I am trying out STARsolo (STAR 2.7.3a) for the first time and wondering if i can side-step an additional trimming step. my reads are sequenced at 2x150 and from 10X libraries, and normally when i run through cellranger it ignores the bases after cell barcode and UMI. I can also set my desired R2 length with --r2-length without an extra trimming step.

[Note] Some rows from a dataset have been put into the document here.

PR #3128, opened 2019-07-20
OAP internal RemoteService protocol change and code refactor

wu-sheng:
Remote nextWorkerId, streamDataId in OAP internal RemoteService, instead, I add **nextWorkerName**. Because, as OAL scripts have been moved in runtime, most likely, OAL scripts may be different in different OAP instances, which are wrong. But in old codes, this error can't identify clearly, due to we use the bootstrap sequence as integer IDs to do aggregations across OAP instances. It is hard to tell why the data structure of metrics or inventory is not matching.

By using string, OAL variable alias, it is clear and easy unique at global, when OAL scripts are not same, OAP gRPC handler could give a very clear warning.
> logger.warn("Work name [{}] not found. Check OAL script, make sure they are same in the whole cluster.", nextWorkerName);


wu-sheng:
FYI @hanahmily this warning should be noticed.

Issue #2977, opened 2019-07-01
Improve backend operability


hanahmily:
There're some feedbacks from the community about how to monitor or debug online. So I create this issue to trace a series of PRs to improve operability.

 - [ ] self-monitoring, monitoring/alerting key metrics of OAP and Storage.
 - [ ] searching metadata(service, instance and endpoint) without duration, that help operator to find when/in which time duration the data is available.

If anyone has some thoughts, I'm open to your new ideas about this topic, thanks.

wu-sheng:
I think we have metrics for OAP self-observability. Which metrics are you proposing?

hanahmily:
Now I supported prometheus exporter format, for o11y available, we should deploy prometheus server with oap backend.
Using another o11y tool to observe a o11y tool is little wired, and especially their capability overlaps.

So my plan is fetching current self-metrcs + storage-metrics(es cpu,mem,gc etc) to oap receiver, then use graphql to query
a time series result.



Hongtao Gao

Apache SkyWalking && Apache ShardingSphere
Twitter, @hanahmily

wu-sheng:
So, you are proposing an ES storage implementation for metrics? and query extension for that?

wu-sheng:
Do you want to set up a new OAP to do that? Or just using the current OAP to storage and read?

hanahmily:
yes, I intend to extend ES storage to support new metrics that don't belong to OAL.

but current query schema is enough for those metrics, well, I’m going to proposal some new query
for metadata though.

hanahmily:
I hope they will be part of current OAP.

wu-sheng:
Please be advised, the telemetry is a very basic module, even core depends on it, so you can't call storage module services.

hanahmily:
Got it. That means if I invoke storage in telemetry, maybe there will be a cycle dependency, right?

So my current idea is to create a new receiver, that pull the metrics from telemetry through local network or api.

Can it work, or not?

wu-sheng:
@hanahmily I am moving this to 6.5 again, as it is not updated recently.

PR #3140, opened 2019-07-22
Self observability of OAP backend

hanahmily:
These changes related to #2977 

 * Adding new telemetry called `so11y` derived from prometheus, and a new service to collect metrics from the exporter.
 * Adding a new receiver to collect these metrics and generate metrics related to JVM.

### DIFF
--- a/docker/oap/docker-entrypoint.sh
+++ b/docker/oap/docker-entrypoint.sh
@@ -256,6 +256,8 @@ receiver-jvm:
   default:
 receiver-clr:
   default:
+receiver-so11y:
+  default:
 service-mesh:
   default:
     bufferPath: \${SW_SERVICE_MESH_BUFFER_PATH:../mesh-buffer/}  # Path to trace buffer files, suggest to use absolute path
@@ -270,9 +272,10 @@ query:
 alarm:
   default:
 telemetry:
-  prometheus:
-    host: \${SW_TELEMETRY_PROMETHEUS_HOST:0.0.0.0}
-    port: \${SW_TELEMETRY_PROMETHEUS_PORT:1234}
+  so11y:
+    prometheusExporterEnabled: \${SW_TELEMETRY_SO11Y_PROMETHEUS_ENABLED:true}
+    prometheusExporterHost: \${SW_TELEMETRY_PROMETHEUS_HOST:0.0.0.0}
+    prometheusExporterPort: \${SW_TELEMETRY_PROMETHEUS_PORT:1234}
 EOT
     # generate configuration
     case ${SW_CONFIGURATION} in
--- a/oap-server/server-starter/src/main/resources/application.yml
+++ b/oap-server/server-starter/src/main/resources/application.yml
@@ -63,28 +63,28 @@ core:
     dayMetricsDataTTL: ${SW_CORE_DAY_METRIC_DATA_TTL:45} # Unit is day
     monthMetricsDataTTL: ${SW_CORE_MONTH_METRIC_DATA_TTL:18} # Unit is month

Any such luck with STARsolo? my script is:

soloCBstart=1
soloCBlen=16
soloUMIstart=17
soloUMIlen=12


STAR --genomeDir $index \
          --sjdbGTFfile $gtf \
          --readFilesIn $cdna_read $barcode_read  \
          --runThreadN $threads \
          --twopassMode Basic \
          --outWigType bedGraph \
          --outSAMtype BAM SortedByCoordinate  \
          --readFilesCommand zcat \
          --runDirPerm All_RWX \
          --outFileNamePrefix $prefix $seq_center \
          --soloType Droplet \
          --soloCBstart $soloCBstart --soloCBlen $soloCBlen \
          --soloUMIstart $soloUMIstart --soloUMIlen $soloUMIlen \
          --soloCBwhitelist $whitelist

my error is:

EXITING because of FATAL ERROR in input read file: the total length of barcode sequence is 150 not equal to expected 28
Read ID=@... 1 N 0   Sequence=...
SOLUTION: make sure that the barcode read is the last file in --readFilesIn , and check that it has the correct formatting
      If UMI+CB length is not equal to the barcode read length, specify barcode read length with --soloBarcodeReadLength

Adding --soloBarcodeReadLength 150 did not help the situation. can i run starsolo without trimming?